> [TASK OBJECTIVE] The listing below is the input. Say how many of its lines contain "example", giving the number alone.

> [INPUT DATA]
PR #397, opened 2025-06-27
Make `derive_parser` work with all optional arguments

zluda-violet:
The current implementation using `winnow`'s `opt` does not work for optional arguments that are in the middle of the command. For example,

```
bar{.cta}.red.op.pred   p, a{, b}, {!}c;
```

This is because `opt` is greedy, and will always match `{, b}` instead of `,{!} c`. This change switches to using `alt` in this situation.

The `alt` implementation will also be used for `[|q]` patterns, since those are marked as optional. I believe this will still work, even though not strictly necessary.

### DIFF
--- a/Cargo.lock
+++ b/Cargo.lock
@@ -605,6 +605,16 @@ dependencies = [
 ]
 
 [[package]]
+name = "js-sys"
+version = "0.3.77"
+source = "registry+https://github.com/rust-lang/crates.io-index"
+checksum = "1cfaf33c695fc6e08064efbc1f72ec937429614f25eef83af942d0e227c3a28f"
+dependencies = [
+ "once_cell",
+ "wasm-bindgen",
+]
+
+[[package]]
 name = "lazy_static"
 version = "1.5.0"
 source = "registry+https://github.com/rust-lang/crates.io-index"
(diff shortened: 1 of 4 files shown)


vosen:
This is good first attempt, but I think this can be made cleaner if we take a step back and frame the problem differently:
There's two separate concerns:
* How to parse a single argument with all its surrounding sigils: `[`, `|`
* How to _combine_ the parser for an argument with the remaining parsers, so in the `bar` example how to combine `a` with `b` and `c`

With this formulation there are two possible combinators: sequence (winnow tuples) or optional (all that complicated stuff around `alt` in the current code). Main problem with optionals that leads to all that extra gymnastics is the fact that we don't have access to right side parsers, they remain to be parsed, hence the recursive `emit_argument_parser`.

I think this can be avoided by generating the argument parser right-to-left: do an `rfold` on `definition.arguments.0`, your accumulator is going to be the TokenStream for right side arguments, you compute TokenStream for parser of the current argument and then join them. If it's a non-optional then do a normal tuple, if it's an optional then I think it's best to write (and use) our own combinator that takes two parsers `p1`, `p2` and whose logic is basically `alt(((empty, p2), (p1, p2)))`, this way you should be able to avoid generating `parser_...` fns and sidestep type checking issues.

At the end you'd unpack values to pass to the function `bar_0` from a parser in our `bar` example like this: `let (p, (a, (b, c))) = ...`

zluda-violet:
@vosen updated according to your suggestions

PR #398, opened 2025-06-27
Unified fatbin versions behind a single iterator.

aiwhskruht:
This change fixes a bug in fatbin loading that didn't respect mutual exclusion for versions. 

Tested with a bunch of cuda-samples through zluda_dump with and without zluda/HIP.


dark_api/src/fatbin.rs
```diff
@@ -107,12 +103,33 @@ impl<'a> FatbinSubmodule<'a> {
...
+                    Err(_) => Ok(None),
+                }
+            },
+        }
+    }
+}
+
+pub struct FatbinSubmoduleIterator<'a> {
     fatbins: *const *const std::ffi::c_void,
+    _phantom: std::marker::PhantomData<&'a FatbinHeader>,
```
aiwhskruht, line 129: We could try to avoid lifetimes here entirely, but since Fatbin is already tagged this seems better.

vosen: It's a good change, previous code was wrong. In real life all those objects have 'static lifetimes, but we should only rely on thos eobjects being alive for the scope of the function and those lifetime enforce it

dark_api/src/fatbin.rs
```diff
@@ -75,21 +75,17 @@ impl<'a> Fatbin<'a> {
...
-            parse_fatbin_header(&self.wrapper.data).map_err(|e| FatbinError::ParseFailure(e))?;
-        Ok(FatbinSubmodule::new(header))
-    }
-
-    pub fn get_submodules(&self) -> Option<FatbinSubmoduleIterator> {
-        let is_version_2 = self.wrapper.version == FatbincWrapper::VERSION_V2;
-        if !is_version_2 {
-            return None;
+    pub fn get_submodules(&self) -> Result<FatbinIter<'a>, FatbinError> {
+        if self.wrapper.version == FatbincWrapper::VERSION_V2 {
```
vosen: Please explictly check if it's v1 (and do FatbinIter::V1) or v2 (and do FatbinIter::V2) and if it's not then fail

dark_api/src/fatbin.rs
```diff
@@ -107,12 +103,33 @@ impl<'a> FatbinSubmodule<'a> {
...
+
+impl<'a> FatbinIter<'a> {
+    pub fn next(&mut self) -> Result<Option<FatbinSubmodule<'a>>, ParseError> {
+        match self {
+            FatbinIter::V1(opt) => Ok(opt.take()),
+            FatbinIter::V2(iter) => unsafe {
+                match iter.next() {
+                    Ok(Some(submodule)) => Ok(Some(submodule)),
+                    Ok(None) => Ok(None),
+                    Err(_) => Ok(None),
```
vosen: Why swallow the error here?

zluda/src/impl/module.rs
```diff
@@ -24,14 +24,15 @@ impl ZludaObject for Module {
...
 
-    while let Some(file) = unsafe { files.next().map_err(|_| CUerror::UNKNOWN)? } {
-        // Eventually we will want to get the PTX for the highest hardware version that we can get to compile. But for now we just get the first PTX we can find.
-        if file.header.kind == FatbinFileHeader::HEADER_KIND_PTX {
-            let decompressed = unsafe { file.decompress() }.map_err(|_| CUerror::UNKNOWN)?;
-            return Ok(decompressed);
+    while let Some(current) = unsafe { submodules.next().map_err(|_| CUerror::UNKNOWN)? } { 
+        let mut files = current.get_files();
+        while let Some(file) = unsafe { files.next().map_err(|_| CUerror::UNKNOWN)? } {
+            if file.header.kind == FatbinFileHeader::HEADER_KIND_PTX && file.header.payload_size > 0 {
```
vosen: This zero size check should not be necessary, are there cases where it helps?

aiwhskruht: Good point, this was left over from some checks I did before making V1 and V2 paths separate. This should never happen now since it was only an issue when we were dumping the empty V1 headers even for V2. I'll remove it.

dark_api/src/fatbin.rs
aiwhskruht: Sure, I actually had that but removed it because of the coverage in parse_fatbinc_wrapper(). I'll use a match here with an default error.

dark_api/src/fatbin.rs
```diff
@@ -107,12 +107,33 @@ impl<'a> FatbinSubmodule<'a> {
...
+    V1(Option<FatbinSubmodule<'a>>),
+    V2(FatbinSubmoduleIterator<'a>),
+}
+
+impl<'a> FatbinIter<'a> {
+    pub fn next(&mut self) -> Result<Option<FatbinSubmodule<'a>>, ParseError> {
+        match self {
+            FatbinIter::V1(opt) => Ok(opt.take()),
+            FatbinIter::V2(iter) => unsafe {
+                match iter.next() {
```
vosen: One last question: can't this whole block can be just `iter.next()`?

aiwhskruht: Indeed. I'll update.

aiwhskruht: Done.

> [ANSWER FOR THIS EXERCISE] 3